Dossier : IMM-3748-97

ENTRE :

     JESUS RUBY HERNANDEZ GUZMAN et

     TERESA MARICELA LUNA DE HERNANDEZ,

     demandeurs,

     - et -

     LE MINISTRE DE LA CITOYENNETÉ ET DE L'IMMIGRATION,

     défendeur.

     MOTIFS DE L'ORDONNANCE

     (Prononcés, tels que révisés, à l'audience à Toronto (Ontario),le mercredi 28 octobre 1998)

LE JUGE ROTHSTEIN

[1]      Dans la présente demande de contrôle judiciaire de la décision par laquelle un tribunal de la Commission de l'immigration et du statut de réfugié a rejeté la revendication du statut de réfugié au sens de la Convention présentée par les demandeurs, ceux-ci soulèvent trois questions litigieuses :

     1 -      Le tribunal n'a pas examiné la revendication des demandeurs eu égard au paragraphe 2(3) de la Loi sur l'immigration;
     2 -      La conclusion du tribunal selon laquelle l'incident de 1992 est criminel et non politique est manifestement déraisonnable;
     3 -      Les conclusions du tribunal relatives au changement de situation du pays sont manifestement déraisonnables.

[2]      Entre 1983 et 1987, le FFLN a tué le père de la demanderesse et d'autres membres de sa famille. En 1992, la résidence des demandeurs a été attaquée et le demandeur a été battu et atteint d'un coup de feu.

[3]      Après avoir confié leurs enfants aux soins de la mère du demandeur, les demandeurs ont quitté le Salvador au début de 1993. Par la suite, ils se sont rendus au Guatemala, au Mexique et aux États-Unis. Ils sont arrivés au Canada au début de 1996 et ont revendiqué le statut de réfugié. Pendant la période de trois ans au cours de laquelle ils étaient au Guatemala, au Mexique ou aux États-Unis, soit de 1993 à 1996, ils n'ont pas une seule fois revendiqué le statut du réfugié.

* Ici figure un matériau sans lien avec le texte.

PR #364, opened 2017-02-25
Add the pylint symbol name for the msg_id of the error/warning.

jsivak:
Would like to see the Pylint symbol in the error/warning message. This makes it easier to add "ignore" comments in the code. Since Pylint is recommending that the symbol be used instead of the msg_id, this change shows the symbol as well.


w0rp:
I had to look up what "symbol" meant in terms of `pylint`, but I get it now.

Looks fine to me. Cheers! :beers:

PR #367, opened 2017-02-28
proselint: Add more supported filetypes

polyzen:
This should cover all supported filetypes (haven't found a better list):
https://github.com/amperser/proselint/commit/273d59cdab9fb9eb081ffa60d9e86d384c17a74e#diff4794aebae1680ac140fcfb9aeb737267

### DIFF
--- a/README.md
+++ b/README.md
@@ -98,15 +98,15 @@ name. That seems to be the fairest way to arrange this table.
 | Swift | [swiftlint](https://swift.org/) |
 | Tex | [proselint](http://proselint.com/) |
 | Texinfo | [proselint](http://proselint.com/)|
-| Text^^ | [proselint](http://proselint.com/) |
+| Text^ | [proselint](http://proselint.com/) |
 | TypeScript | [tslint](https://github.com/palantir/tslint), typecheck |
 | Verilog | [iverilog](https://github.com/steveicarus/iverilog), [verilator](http://www.veripool.org/projects/verilator/wiki/Intro) |
 | Vim | [vint](https://github.com/Kuniwak/vint) |
-| Vim help | [proselint](http://proselint.com/)|
+| Vim help^ | [proselint](http://proselint.com/)|
 | XHTML | [proselint](http://proselint.com/)|
 | YAML | [yamllint](https://yamllint.readthedocs.io/) |
 
-* *^^ No text linters are enabled by default.*
+* *^ No linters for text or Vim help filetypes are enabled by default.*
 
 <a name="usage"></a>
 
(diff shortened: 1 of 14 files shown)


polyzen:
May want to have Vim help file linting disabled by default.

README.md
```diff
@@ -93,13 +97,16 @@ name. That seems to be the fairest way to arrange this table.
...
+| Text^ | [proselint](http://proselint.com/) |
 | TypeScript | [tslint](https://github.com/palantir/tslint), typecheck |
 | Verilog | [iverilog](https://github.com/steveicarus/iverilog), [verilator](http://www.veripool.org/projects/verilator/wiki/Intro) |
 | Vim | [vint](https://github.com/Kuniwak/vint) |
+| Vim help^ | [proselint](http://proselint.com/)|
+| XHTML | [proselint](http://proselint.com/)|
 | YAML | [yamllint](https://yamllint.readthedocs.io/) |
 
-* *^^ No text linters are enabled by default.*
+* *^ No linters enabled by default.*
```
w0rp: You can use a `^` marker instead, but you should change the sentence back to what it was here. This message is supposed to tell you that for any plaintext or near-plaintext filetypes, no linters will be run by default.

We can probably enable the Vim help linters by default. The only reason the plaintext linters are off by default is because they can be very annoying when you are editing files with unknown filetypes, etc.

autoload/ale/linter.vim
```diff
@@ -22,6 +22,7 @@ let s:default_ale_linter_aliases = {
 " Only cargo is enabled for Rust by default.
 let s:default_ale_linters = {
 \   'csh': ['shell'],
+\   'help': [],
```
w0rp: It _might_ be okay to remove this line and just enable linting for Vim help files by default. I'm not entirely sure about this either way.

polyzen: People might find it excessive that :help windows are suddenly getting linted. Sure, a small fraction have proselint installed, but it is possible that more linters will be added for this filetype.

README.md
polyzen: If Vim help files are to be disabled by default, do you prefer "No linters for text or Vim help filetypes are enabled by default"? This is what I had initially, but what was committed seems cleaner.

autoload/ale/linter.vim
w0rp: Okay, sounds good to me.

README.md
w0rp: Yeah, that sounds good. Keep them both off by default, and update the message to indicate which filetypes are disabled by default.

polyzen: Done.

w0rp:
Cheers! :beers:

PR #369, opened 2017-02-28
Use latest C++ standard

equal-l2:
The linter for C++ should use the standard for C++.


w0rp:
Yep. Someone used some bad copy and paste again. Cheers! :beers:

Travis CI seems to have randomly failed here. I'll just merge it and deal with whatever breaks on `master`. It'll probably be fine.

PR #370, opened 2017-02-28
Fix PHP column matching for unexpected single quotes

adriaanzon:
Unexpected single quotes resulted in an empty match, because PHP
surrounds the errors with quotes, and we check for the next quote to be
the ending delimiter.

For example: an unexpected string 'foo' would be presented as
`unexpected ''foo''`, and then the match would be `''`. The inner part
of that match is an empty string.

This adds a check for the keyword "expecting". Any quote after
"expecting" won't be matched, so we can use greedy matching instead of
non-greedy.

I also cleaned up the pattern a bit and added tests for the column matches.


w0rp:
Looks good to me. :+1: As long as we keep adding one more examples, any further changes shouldn't break existing matches. Cheers! :beers:

PR #375, opened 2017-03-02
Update sign regex for LANG = it_IT.UTF-8

manuelvio:
I've noticed that signs weren't unplaced and, learning that this was an issue depending on locale and :sign place (see #220), I've fixed the regular expression used to match those messages in my locale (it_IT.UTF-8).


w0rp:
Yep, makes sense. This is a common issue, and it get slightly better with time. I'll modify the Vader tests to include this example too. Thanks for the PR! Cheers! :beers:

PR #377, opened 2017-03-02
Add hamllint linter for Haml

patricklewis:


patricklewis:
Hi, I tried to follow the conventions for existing linters as best I could. haml-lint doesn't support reading from stdin so I set this up to use the temporary file support provided by ALE.

Please let me know if any additional changes are needed before this is ready to be accepted.

w0rp:
Yeah, this looks just fine to me. The `%t` temporary file magic is there for the purpose you used it for. :+1: Cheers! :beers:

PR #600, opened 2017-05-30
Remove -X flag from perl defaults.

oalders:
"-X Disables all warnings regardless of use warnings or $^W".  See
"perldoc perlrun" or http://perldoc.perl.org/perlrun.html

With the current defaults, warnings are squashed.  For example:

$ perl -X -Mwarnings -c -e'BEGIN { 42 + undef }'
-e syntax OK

$ perl -Mwarnings -c -e'BEGIN { 42 + undef }'
Use of uninitialized value in addition (+) at -e line 1.
-e syntax OK

So, it's not clear from the current defaults whether Ale wants to remove
warnings or enable them.  As it stands, it's trying to do both and the
disabling appears to win.

This commit enables warnings by default.

I'm not familiar with Vader, but if this needs some tests, I'm happy to dig in and try to figure that out.

### DIFF
--- a/ale_linters/perl/perl.vim
+++ b/ale_linters/perl/perl.vim
@@ -5,7 +5,7 @@ let g:ale_perl_perl_executable =
 \   get(g:, 'ale_perl_perl_executable', 'perl')
 
 let g:ale_perl_perl_options =
-\   get(g:, 'ale_perl_perl_options', '-X -c -Mwarnings -Ilib')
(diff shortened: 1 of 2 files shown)


w0rp:
Cheers! :beers:

oalders:
Thank you. I started using Ale last week and it has really been a huge improvement for me.  Also, fast merge!  🚀

w0rp:
The speed of merging can depend on whether or not I'm looking at my inbox at the time, etc.

PR #601, opened 2017-05-30
Include span label in rust lints

### LINKED ISSUE #597: rust/cargo only gives brief "mismatched types" error on type errors
When using the rust or cargo linters, the short error shown in the statusline is usually helpful. The exception is for type mismatches, where it will simply show ` mismatched types`, without communicating what those types are. neomake had the same issue (neomake/neomake#793), which was I believe was eventually solved by using the JSON output format (neomake/neomake#942; @JelteF or @fuine may be able to give more details).

To see an example of this, consider the following rust program:
```rust
fn main() {
    let foo: bool = 42;
}
```

Compiling it gives the following error:
```
error[E0308]: mismatched types
 --> test.rs:2:21
  |
2 |     let foo: bool = 42;
  |                     ^^ expected bool, found integral variable
  |
  = note: expected type `bool`
  = note:    found type `{integer}`
```

Unfortunately, the statusline given by ale just shows `mismatched types`. Given how common type errors are in Rust development, this hinders development speed (even navigating to the line and opening the location window does not help -- it also does not show the types).

### Expected behavior

ale statusline shows 

```
cargo: mismatched types (expected `bool` found `{integer}`)
```

jonhoo:
This turns relatively unhelpful error messages like

    mismatched types

into more expressive messages along the lines of

    mismatched types: expected bool, found integral variable

Fixes #597.

I would add a test to `test/handler/test_rust_handler.vader`, but I can't seem to find where the files it operates on are sourced from?


w0rp:
There are no files to source for `test_rust_handler.vader`. The tests in that file call the autoload functions with a `List` of lines for the JSON output, and check the `List` of objects that are returned. To cover this, you need to add some lines which contain spans with labels, and check that the labels are used in the messages.

jonhoo:
All right @w0rp, I think it's ready to merge.

w0rp:
Cheers! :beers:

PR #603, opened 2017-05-31
make prettier options enabled

craftgear:
Just moving from neomake to ale for linting javascript.
I love how It's fast and no-brainer to use!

[4]      Selon le témoignage de la demanderesse, cette dernière éprouvait une crainte de persécution et, si elle devait retourner au Salvador, elle éprouverait toujours une telle crainte de ceux qui ont causé un préjudice aux membres de sa famille ainsi qu'à son mari, à ses enfants et à elle-même.

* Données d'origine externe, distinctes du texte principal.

PR #613, opened 2017-06-02
Add prettier to list of JS checkers

jackfranklin:
Thought that Ale didn't support Prettier, but when looking through the code I found `prettier.vim` so it looks like it does, so made this PR. If I've got something wrong then apologies for the noise!

### DIFF
--- a/README.md
+++ b/README.md
@@ -83,7 +83,7 @@ name. That seems to be the fairest way to arrange this table.
 | HTML | [HTMLHint](http://htmlhint.com/), [proselint](http://proselint.com/), [tidy](http://www.html-tidy.org/) |
 | Java | [checkstyle](http://checkstyle.sourceforge.net), [javac](http://www.oracle.com/technetwork/java/javase/downloads/index.html) |
 | JavaScript | [eslint](http://eslint.org/), [jscs](http://jscs.info/), [jshint](http://jshint.com/), [flow](https://flowtype.org/), [standard](http://standardjs.com/), [xo](https://github.com/sindresorhus/xo)
-| JSON | [jsonlint](http://zaa.ch/jsonlint/) |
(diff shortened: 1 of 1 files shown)


jackfranklin:
I've just noticed Prettier is a _fixer_, not a _checker_, which makes sense. I wonder if it should be listed somewhere in the README though? It would be easy for someone to think Ale doesn't support it.

adriaanzon:
Yeah, it would make sense to me for the first section of the readme to have a *linters* and *fixers* subsection. The other fixers still need to be listed too though, because the fixing feature is still quite new.

I would also vote for a dedicated `ale_fixers` folder. Currently they live in `autoload/ale/handlers`, together with the generalized handlers. Any thoughts about that @w0rp? Have you considered doing that?

w0rp:
The `ale_fixers` directory doesn't need to exist, as the fixers are loaded differently. The way fixing works, it's basically the opposite of linting.

For the linters, ALE searches `runtimepath` to load everything it can find, and you can filter the list of linters down if you only want to run a few. ALE tries to check your file with anything it can find by default.

For fixing files, ALE doesn't load anything automatically. You pass a series of short names registered in the registry, function names, Funcref values, or lambdas, and ALE runs everything you gave it to fix the files. So, ALE doesn't need to search the `runtimepath`.

What we could do is move more of the functions for fixing things into the `fix` directory, so the first party function names would all be `ale#fix#...`.

w0rp:
I think we should add a second table to the README. List all of the tools for linting things in one table, and all of the tools for fixing things in the other table.

w0rp:
Hmm, actually, just put them all in the same table.

adriaanzon:
Makes sense. I only glanced over how fixers are registered, and that was what came to my mind first.  

> What we could do is move more of the functions for fixing things into the fix directory, so the first party function names would all be ale#fix#....

Yep, that would be fine too 👍

w0rp:
I have added these to the README and the main online documentation file now.

PR #615, opened 2017-06-02
Suggest :ALELint instead of ale#Lint()

adriaanzon:


w0rp:
I missed that. Cheers! :beers:

PR #620, opened 2017-06-04
nim: optionally check original file instead of a buffer copy

stefantalpalaru:
Most Nim projects have a project/file-specific "nim.cfg" which is ignored when running "nim check" on a copy in an unrelated temp dir.

This pull request implements an option to switch between original file and temporary copy checking, defaulting to the former which is guaranteed to always work properly.

### DIFF
--- a/ale_linters/nim/nimcheck.vim
+++ b/ale_linters/nim/nimcheck.vim
@@ -54,7 +54,7 @@ function! ale_linters#nim#nimcheck#GetCommand(buffer) abort
         \   . ' --threads:on --verbosity:0 --colors:off --listFullPaths %t'
     else
         return 'nim check'
-        \   . ' --threads:on --verbosity:0 --colors:off --listFullPaths %s'
+        \   . ' --verbosity:0 --colors:off --listFullPaths %s'
     endif
 endfunction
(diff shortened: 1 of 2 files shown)


w0rp:
Does nim support an argument for manually specifying the location of a configuration file? If it does, this can be fixed by setting that configuration file explicitly. See the JSHint linter for an example.

stefantalpalaru:
> Does nim support an argument for manually specifying the location of a configuration file?

No, it doesn't: https://nim-lang.org/docs/nimc.html#compiler-usage-configuration-files

The only arguments is has are for disabling specific steps in the search, not for adding extra paths and filenames.

It also doesn't allow specifying a project directory on the command line. All we can do is copy the whole project in the temp dir (but it would be hard to guess the project dir for files in nested subdirs, duplicating some compiler logic in the process) or just check the original file in its place.

w0rp:
In that case, set `lint_file` to `1` for Nim so it only checks for errors against the file on disk. If we have to work with the file, then do that.

w0rp:
I have done that now. Now we will only check Nim files on disk, which is the only thing that works well.

PR #621, opened 2017-06-05
Support dscanner for D linting

Calrama:


Calrama:
@w0rp There were no vader tests findable with `egrep -ri dmd` for the dmd linter I could adopt.

w0rp:
Have a look at the tests in `test/handler`

PR #632, opened 2017-06-07
Search python fixers in virtual environment

jlesquembre:
For the python linters, ALE will search first in a virtualenv first. This commit extends the python fixers to do the same, first try to find the fixer command in a virtualenv.
If the command is not found (nor in the virtualenv nor globally), don't do anything. Now if the fixer command doesn't exist, `ALEFix` returns an empty file.

### DIFF
--- a/autoload/ale/fixers/yapf.vim
+++ b/autoload/ale/fixers/yapf.vim
@@ -2,12 +2,17 @@
 " Description: Fixing Python files with yapf.
 
 function! ale#fixers#yapf#Fix(buffer) abort
+    let l:executable = ale#handlers#python#GetExecutable(a:buffer, 'yapf')
+    if empty(l:executable)
+        return 0
+    endif
+
     let l:config = ale#path#FindNearestFile(a:buffer, '.style.yapf')
     let l:config_options = !empty(l:config)
     \   ? ' --style ' . ale#Escape(l:config)
     \   : ''
 
     return {
-    \   'command': 'yapf --no-local-style' . l:config_options,
+    \   'command': ale#Escape(l:executable) . ' --no-local-style' . l:config_options,
     \}
 endfunction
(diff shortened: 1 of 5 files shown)


autoload/ale/handlers/python.vim
```diff
@@ -45,3 +45,24 @@ function! ale#handlers#python#HandlePEP8Format(buffer, lines) abort
...
+        if executable(l:ve_executable)
+            return l:ve_executable
+        endif
+    endif
+
+    if executable(a:cmd_name)
+        return a:cmd_name
+    endif
+
+    return v:null
```
w0rp: You can return an empty string here. I recommend only using `v:null` for JSON.

autoload/ale/fixers/yapf.vim
```diff
@@ -1,13 +1,18 @@
 " Author: w0rp <devw0rp@gmail.com>
 " Description: Fixing Python files with yapf.
 
-function! ale#fixers#yapf#Fix(buffer) abort
+function! ale#fixers#yapf#Fix(buffer, lines) abort
```
w0rp: You can remove the `lines` argument here and return `0` instead. You can return `0` to skip any fixer.

w0rp: The same applies to the other files.

autoload/ale/fixers/yapf.vim
```diff
@@ -1,13 +1,18 @@
...
+    endif
+
     let l:config = ale#path#FindNearestFile(a:buffer, '.style.yapf')
     let l:config_options = !empty(l:config)
     \   ? ' --style ' . ale#Escape(l:config)
     \   : ''
 
     return {
-    \   'command': 'yapf --no-local-style' . l:config_options,
+    \   'command': l:executable . ' --no-local-style' . l:config_options,
```
w0rp: Apply `ale#Escape` to `l:executable` right here, and in other files. The path to virtualenv might contain special characters.

jlesquembre:
I did the changes, but for the tests I need some more time, never used vader before.

w0rp:
Cheers! :beers:

PR #636, opened 2017-06-08
ale_fix_on_save, accept list of extensions instead of a boolean

jlesquembre:
I would like to fix on save only some files, e.g. I want to fix automatically on save javascript files, but I want to manually execute the fixers for python files.

Currently `g:ale_fix_on_save` accepts 0 or 1. This PR proposes to accept a list of extensions, e.g.: `['js', 'py']` to fix on save only some files. If you want to maintain the old behavior and fix on save all the files, you could  set `g:ale_fix_on_save` to `['*']`. For backwards compatibility, `g:ale_fix_on_save` still accepts 0 and 1, which is the same that setting it to `[]` or `['*']`

### DIFF
--- a/autoload/ale.vim
+++ b/autoload/ale.vim
@@ -178,3 +178,17 @@ function! ale#Escape(str) abort
 
     return shellescape (a:str)
 endfunction
+
+" Parses the ale_fix_on_save value, before it was a number. If 0 returns `[]`,
+" if 1 returns `['*']`
+function! ale#ParseFixOnSave(value) abort
+    if type(a:value) == type(0)
+        if a:value == 0
+            return []
+        elseif a:value == 1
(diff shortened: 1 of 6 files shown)


w0rp:
This isn't the right way to handle this. We should support `b:ale_fix_on_save` instead, and then filetypes can be configured with `g:ale_pattern_options`. See `:help g:ale_pattern_options`.

w0rp:
We could consider also supporting `g:ale_filetype_options`, mapping filetypes to options instead of filename patterns.

jlesquembre:
Thanks for pointing me to `g:ale_pattern_options`, didn't know that option. I agree, it would be better to add support for `b:ale_fix_on_save`

PR #637, opened 2017-06-08
Improve elm linter

jwoudenberg:
Currently some elm compiler errors are not returned in json format. An example of this is the case of importing a module that does not exist. The current behavior of the elm-make ale linter is to simply not show an error in this case requiring one to manually run elm-make to figure out what's broken.

This PR adds a fallback. In case of a non-parseable error it takes the error-message as is and attaches it on the first line.

### DIFF
--- a/ale_linters/elm/make.vim
+++ b/ale_linters/elm/make.vim
@@ -21,7 +21,6 @@ function! ale_linters#elm#make#Handle(buffer, lines) abort
 
                 if l:file_is_buffer
                     call add(l:output, {
-                    \    'bufnr': a:buffer,
                     \    'lnum': l:error.region.start.line,
                     \    'col': l:error.region.start.column,
                     \    'type': (l:error.type ==? 'error') ? 'E' : 'W',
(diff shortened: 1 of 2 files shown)


ale_linters/elm/make.vim
```diff
@@ -29,9 +30,22 @@ function! ale_linters#elm#make#Handle(buffer, lines) abort
...
                 endif
             endfor
+        elseif l:line !=# 'Successfully generated /dev/null'
+            call add(l:unparsed_lines, l:line)
         endif
     endfor
 
+    if len(l:unparsed_lines) > 0
+        call add(l:output, {
+        \    'bufnr': a:buffer,
```
w0rp: This key doesn't need to be added.

ale_linters/elm/make.vim
```diff
@@ -29,9 +30,22 @@ function! ale_linters#elm#make#Handle(buffer, lines) abort
...
+        \    'lnum': 0,
+        \    'col': 0,
```
w0rp: You don't need to set this key if there's no column.

ale_linters/elm/make.vim
```diff
@@ -29,9 +30,22 @@ function! ale_linters#elm#make#Handle(buffer, lines) abort
...
             endfor
+        elseif l:line !=# 'Successfully generated /dev/null'
+            call add(l:unparsed_lines, l:line)
         endif
     endfor
 
+    if len(l:unparsed_lines) > 0
+        call add(l:output, {
+        \    'bufnr': a:buffer,
+        \    'lnum': 0,
```
w0rp: You should set the line number to `1` if the error is at the first line.

jwoudenberg:
Thanks for the review @w0rp. I've got a lot going on this week, will return to this next!

jwoudenberg:
Thank you for the review!

w0rp:
Cheers! :beers:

[5]      Principalement en raison de leur important retard à revendiquer le statut de réfugié, le tribunal a conclu que les demandeurs n'éprouvaient aucune crainte subjective de persécution. Il a également décidé que l'incident de 1992 était criminel et non politique. Enfin, il est arrivé à la conclusion que, même s'il devait admettre que les demandeurs éprouvaient la crainte de persécution alléguée, une telle crainte serait non fondée, étant donné le changement de situation au Salvador.

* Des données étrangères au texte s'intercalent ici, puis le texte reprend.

PR #640, opened 2017-06-09
Perlcritic column number and rule names

shumphrey:
This Adds the column number for perlcritic linting errors.
It also adds a config option to display the perlcritic rule name for each error.


w0rp:
Looks fine to me.

w0rp:
Cheers! :beers:

PR #648, opened 2017-06-14
Add fusion-lint, documentation, and tests

RyanSquared:
This adds `fusion-lint` to the list of linters, including documentation over options and a test for the command string callback. I'm not able to verify if the tests pass for the callback due to a weird quirk with Vader and UltiSnips; however, extensive manual testing showed they should work.

### DIFF
--- a/doc/ale.txt
+++ b/doc/ale.txt
@@ -33,6 +33,8 @@ CONTENTS                                                         *ale-contents*
       erlc................................|ale-erlang-erlc|
     fortran...............................|ale-fortran-options|
       gcc.................................|ale-fortran-gcc|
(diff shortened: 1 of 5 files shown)


doc/ale.txt
```diff
@@ -33,6 +33,8 @@ CONTENTS                                                         *ale-contents*
       erlc................................|ale-erlang-erlc|
     fortran...............................|ale-fortran-options|
       gcc.................................|ale-fortran-gcc|
+		fusionscript..........................ale-fuse-options
```
w0rp: The formatting isn't right here. Use `||` for linking to the options, and align the entries like the other ones.

PR #1932, opened 2018-09-18
shfmt: Use Vim's indent config as default indent width

rhysd:
[`shfmt`](https://github.com/mvdan/sh) uses a hard tab for indentation by default. To avoid this, `g:ale_sh_shfmt_options` variable can be set in vimrc. It's not bad. However, Vim already has a config for indentation. I thought it's better to set an indent value to `shfmt` command by looking Vim's indent option values.

This PR makes `shfmt` to format a `sh` buffer with the same indentation as its buffer's configuration as default behavior.


w0rp:
Cheers! :beers:

PR #1944, opened 2018-09-23
Bugfix: python add blank lines

bertjwregeer:
This fixes one issue I've had for a long time:

```

def some():
    continue_some_var = True
    forward_something = False

    if (
        continue_some_var and
        forward_something
    ):
        return True

    return False
```

would become:

```

def some():
    continue_some_var = True

    forward_something = False

    if (
        continue_some_var and

        forward_something
    ):
        return True

    return False
```

This commit also fixes the issue of adding extra newlines to docstrings accidentally by detecting when we are inside a docstring and not adding newlines even if we do match on control statements.


w0rp:
Cheers! :beers:

bertjwregeer:
Awesome, thanks very much!

PR #1948, opened 2018-09-25
Call QuickFixCmdPre and QuickFixCmdPost autocmds

Carpetsmoker:
The concrete problem that this solves is that I want to do "stuff" when
there are quickfix/location list errors. I initially tried hooking in to
ALELintPost, but that doesn't work as ALE sets errors asynchronously.

By hooking in to QuickFixCmd* this can be done in a generic (non-ALE
specific) way, that will work for e.g. :make as well; for example to
switch the colour of the statusline depending on the quickfix errors:

    fun! s:errcolor()
        if len(getloclist(bufnr('%'))) > 0 || len(getqflist()) > 0
            hi StatusLine term=bold,reverse cterm=bold,reverse gui=bold,reverse
                        \ ctermfg=1 guifg=#cd0000
        else
            hi StatusLine term=bold,reverse cterm=bold,reverse gui=bold,reverse
                        \ ctermfg=NONE guifg=NONE
        endif
    endfun

    autocmd QuickFixCmdPost ?expr,*make call s:errcolor() | redrawstatus

IMHO this is a more elegant/Vim-native solution than using ALELintPost
anyway (I saw there is an undocumented setting for excecuting it in
sync).

I'll add appropriate documentation and tests if the approach in this PR
is approved (no need to needlessly write docs/struggle with vader).

### DIFF
--- a/autoload/ale/list.vim
+++ b/autoload/ale/list.vim
@@ -81,17 +81,23 @@ function! s:SetListsImpl(timer_id, buffer, loclist) abort
     if g:ale_set_quickfix
         let l:quickfix_list = ale#list#GetCombinedList()
 
+        silent doautocmd <nomodeline> QuickFixCmdPre cexpr
+
         if has('nvim')
             call setqflist(s:FixList(a:buffer, l:quickfix_list), ' ', l:title)
         else
             call setqflist(s:FixList(a:buffer, l:quickfix_list))
             call setqflist([], 'r', {'title': l:title})
         endif
+
+        silent doautocmd <nomodeline> QuickFixCmdPost cexpr
     elseif g:ale_set_loclist
         " If windows support is off, bufwinid() may not exist.
         " We'll set result in the current window, which might not be correct,
         " but it's better than nothing.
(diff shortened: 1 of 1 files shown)


w0rp:
That undocumented setting is intended for use with the test suite only.

w0rp:
What does this let you do that `ALELintPost` doesn't? Is it purely just because the loclist and quickfix list have to be set after a 0 second timer, to work around Vim bugs? If so, that could be fixed by putting `ALELintPost` on a 0 second timer too.

Carpetsmoker:
> Is it purely just because the loclist and quickfix list have to be set after a 0 second timer

Pretty much, yeah. `getloclist()` would always return `[]` in `ALELintPost`.

As mentioned, I think that calling `QuickFixCmd*` is a good idea anyway; it's kind of the expected behaviour I think?
But I could look at fixing `ALELintPost` too (or we could do both). I don't have very strong opinions.

Carpetsmoker:
This seems to work correctly with the `ALELintPost` autocmd now; I don't know if something changed in the meanwhile, or if I did something wrong last time.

[6]      D'après les demandeurs, le tribunal a commis une erreur parce qu'il n'a pas examiné leur revendication du statut de réfugié en se fondant sur le paragraphe 2(3) de la Loi sur l'immigration. Le paragraphe 2(3) prévoit :

         Une personne ne perd pas le statut de réfugié pour le motif visé à l'alinéa (2)e) si elle établit qu'il existe des raisons impérieuses tenant à des persécutions antérieures de refuser de se réclamer de la protection du pays qu'elle a quitté ou hors duquel elle est demeurée de crainte d'être persécutée.         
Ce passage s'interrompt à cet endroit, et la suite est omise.